Peppy Polly | |
---|---|
Directed by | Elmer Clifton |
Written by | M. M. Stearns (scenario) |
Story by | Marjorie Raynale |
Produced by | New Art Film |
Starring | Dorothy Gish |
Cinematography | John Leezer |
Production company | New Art Film Company |
Distributed by | Famous Players–Lasky / Paramount Pictures |
Release date |
|
Running time | 50 minutes |
Country | United States |
Language | Silent (English intertitles) |
Peppy Polly is a lost[1] 1919 American silent drama film directed by Elmer Clifton and starring Dorothy Gish. D. W. Griffith produced, as he did for several of Gish's films.[2][3]

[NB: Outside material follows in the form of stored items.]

PR #5103, opened 2024-10-29
linux.d/debian: use correct string match syntax

dankamongmen:
The `test(1)` command (also known as `[(1)`) does not use the `==` syntax for testing equality, which is a feature of bash's `[[` builtin. String equality is tested with '=', and numeric equality with `-eq`. This eliminates a series of warnings when running `BuildLinux.sh` on Debian-derived systems:

```
[schwarzgerat](0) $ ./BuildLinux.sh -u
./linux.d/debian: line 39: [: ==: unary operator expected
./linux.d/debian: line 39: [: ==: unary operator expected
./linux.d/debian: line 42: [: ==: unary operator expected
```


MackBambu:
Thank you for the suggestion. I need to conduct some tests.

MackBambu (commented):
@lanewei120 "=" has better compatibility and can be merged.

PR #5153, opened 2024-11-06
Add all Neptune 4 printers as supported by Elegoo generic filaments

RyanHir:
When using the Neptune 4 Plus on the 1.10 beta all the Elegoo filaments are missing and we are left with a generic filament. This PR adds all the Neptune 4 family of printers as supported by the generic Elegoo filaments.


QingZhangBambu (approved):
looks good to me. and it passed base check test

PR #34, opened 2020-08-11
Add array formatting rules and fix array indentation

xjm:


tests/KeyDBTest.php
```diff
@@ -21,19 +21,19 @@ public function testComputeKeyId($keyMeta, $want)
...
-            1 => [
-              "59a4df8af818e9ed7abe0764c0b47b4240952aa0d179b5b78346c470ac30278d",
-              "594e8b4bdafc33fd87e9d03a95be13a6dc93a836086614fd421116d829af68d8f0110ae93e3dde9a246897fd85171455ea53191b"
-              . "b96cf9e589ba047d057dbd66"
-            ]
-          ]
+                1 => [
+                    "59a4df8af818e9ed7abe0764c0b47b4240952aa0d179b5b78346c470ac30278d",
+                    "594e8b4bdafc33fd87e9d03a95be13a6dc93a836086614fd421116d829af68d8f0110ae93e3dde9a246897fd85171455e"
+                    . "a53191bb96cf9e589ba047d057dbd66",
```
heddn, line 34: This could be improved.

tests/KeyDBTest.php
```diff
@@ -21,19 +21,19 @@ public function testComputeKeyId($keyMeta, $want)
...
-                  "keyid_hash_algorithms" => ['sha256', 'sha512'],
-                  "keytype" => "ed25519",
-                  "keyval" => ["public" => "edcd0a32a07dce33f7c7873aaffbff36d20ea30787574ead335eefd337e4dacd"],
-                  "scheme" => "ed25519"
+            "case 1" => [
+                0 => [
+                    "keyid_hash_algorithms" => ['sha256', 'sha512'],
+                    "keytype" => "ed25519",
+                    "keyval" => ["public" => "edcd0a32a07dce33f7c7873aaffbff36d20ea30787574ead335eefd337e4dacd"],
+                    "scheme" => "ed25519"
```
heddn, line 29: Should we be testing for trailing comma too?

heddn:
Also, needs rebase

tests/KeyDBTest.php
xjm: The concatenation is necessary for the moment to get CI to pass because of #26, so I think fixing it is out of scope. (It's also concatenated in HEAD, just later because of the missing indent.)

tests/KeyDBTest.php
xjm: Hmm, I thought I added a rule for the trailing comma. Will look into this later.

xjm: So it did add a missing trailing comma in one place where the closing bracket was on a line by itself, but not to this line here. I checked and there is a long open PHPCS issue about this problem: https://github.com/squizlabs/PHP_CodeSniffer/issues/582

PEAR doesn't seem to have anything to say about it either.

So, for this to be detected all the time, we'd need to add some fork of the Drupal array sniff or install another of the various third-party sniffs created related to it.

For now my suggestion is to manually add the trailing comma and file an issue to improve detection for missing trailing commas on multiline arrays.

xjm: I pushed b51bb91 to add the missing trailing comma manually for now.

xjm: Created a followup https://github.com/php-tuf/php-tuf/issues/38 to address this problem, so I propose we resolve this there and fix what we can here, since this can be solved with official sniffs. Thanks!

tests/KeyDBTest.php
xjm: #26 is merged now, so I removed the concatenation.

xjm:
I'm going to go ahead and merge this now because I'm fairly certain both the previous concerns have been addressed (one with a blocker, the other with a followup). Thanks!

PR #37, opened 2020-08-11
Add datetime conversion helper from #18

xjm:
One more small separate scope for review. Soft-blocker for #18.

### DIFF
--- a/src/Client/Updater.php
+++ b/src/Client/Updater.php
@@ -5,6 +5,7 @@ namespace Tuf\Client;
 
 use Tuf\Client\DurableStorage\FilesystemDurableStorage;
 use Tuf\Client\DurableStorage\DurableStorageAccessValidator;
+use Tuf\Exception\FormatException;
 use Tuf\KeyDB;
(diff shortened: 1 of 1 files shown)


src/Client/Updater.php
```diff
@@ -138,6 +139,26 @@ public function validateTarget($targetRepoPath, $targetStream)
...
+     * @param string $timestamp
+     *     The timestamp string in the metadata.
+     *
+     * @return \DateTimeImmutable
+     *     An immutable DateTime object for the given timestamp.
+     *
+     * @throws FormatException
+     *     Thrown if the timestamp string format is not valid.
+     */
+    protected function metadataTimestampToDatetime(string $timestamp) : \DateTimeImmutable
```
tedbow, line 154: I think `Datetime` should be `DateTime`  because this is 2 words and how php functions do this.

xjm: Agreed.

xjm: Pushed a commit to fix this.

tedbow:
Looks good now

PR #39, opened 2020-08-12
Add missing phpdoc and typehints to the JsonNormalizer

xjm:


src/JsonNormalizer.php
```diff
@@ -1,36 +1,45 @@
...
-     *
-     * @return string
      */
-    public static function asNormalizedJson($structure)
+    public static function asNormalizedJson(array $structure) : string
     {
-        if (!is_array($structure)) {
-            throw new \Exception("Array of keys to canonicalize is required");
-        }
-
```
xjm, line 24: Note that the exception is not necessary if we add the typehint to the method signature.

PR #42, opened 2020-08-13
Add a custom phpcs rule to ensure code is documented

xjm:
We're missing a lot of docs right now for parts of the API, which makes PRs like #18 hard to review thoroughly. Squiz has a sniff that _almost_ meets our needs to check for missing docs, but there are two issues with it:
1. It does not support `{@inheritdoc}` (https://github.com/squizlabs/PHP_CodeSniffer/pull/3051)
2. It requires PEAR-like `@param`, `@return`, and `@throws` formatting, which are not very readable and not in the spirit of PSR-2 line length recommendations.

So, this PR adds a custom sniff extending the Squiz sniff for our needs. It's excluded on CI for now until we finish addressing missing docs in the codebase generally.

`@todo` Are we adding the phpcs standard in the best place? It's currently in `TufCs` directory in the project root, but we could move it to a subdirectory if we wanted.


xjm:
> Naming is hard. What we have is probably OK. If desired, another option for the namespace could be `PHP_CodeSniffer\Tuf\Sniffs`. That would follow the pattern of Squiz (in spirit) and get rid of an acronym for code standards (TufCS) in the namespace, which I rarely like.

I've pushed a commit that changes the namespace for the ruleset to `PHP_CodeSniffer\Tuf` and locates the sniffs in ``PHP_CodeSniffer\Tuf\Sniffs`; how's that?

heddn (approved):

As described in a film magazine,[4] Polly Shannon (Gish) impresses Judge Monroe (Peil) with her "pep" and is recommended for employment to Mrs. Kingsley Benedict (Toncray), member of a committee investigating the Melville reform school for girls. Polly goes along, meets an old friend who is now an inmate, and learns that the conditions are deplorable and that the committee is being deceived. She and Judge Monroe plan for her to commit a theft so that she can be sentenced to Melville to aid in the investigation. Matters are complicated after she becomes an inmate and the judge dies, and she becomes the victim of the cruel matron's persecution. At the asylum she meets a young doctor whom she learns to love and the two manage to bring the truth to light. Polly is released and they are married.

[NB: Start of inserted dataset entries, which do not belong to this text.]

PR #47, opened 2020-08-17
Updated fixtures generated with 0.13.0

### LINKED ISSUE #29: Update required version of library in requirements.txt and regenerate test fixtures
`@todo`

mbaynton:
Fixes #29

### DIFF
--- a/README.md
+++ b/README.md
@@ -65,7 +65,10 @@ code documentation and array formatting.
 
 ### Test fixtures setup
 
-1. [Set up the TUF server environment locally](#server-environment-setup-for-python-tuf-cli).
+1. Install the Python TUF implementation and enable the pipenv:
+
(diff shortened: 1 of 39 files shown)


tedbow:
> Hey @mbaynton. I had two goals here: (1) regenerate using 0.13 and (2) regenerate using target delegation. Since you're using the updated pipenv, the former should already be true. It looks like it doesn't have the latter, though.
> 
> Would you be able to reroll with delegation in place? If you like, we can pair to reroll. It will probably only take 30 minutes.

tedbow:
Sorry, mistake

mbaynton:
If we add some examples of delegation to the fixtures now (we're nowhere near ready to use it), I think we should just be sure to also include some targets that can be validated without delegation.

In New Zealand, Peppy Polly was screened as early as January, 1920, in Wellington, where it played concurrently in two different theaters.[5] The following month, it was screened at the Octagon Theatre in Dunedin.[6] It premiered in Whangārei at the Britannia Theatre in July, succeeding the Owen Moore-starring Rolling Stones.[7] The film was screened in Blenheim in late 1920, ending a run at the Princess Theatre on October 12.[8]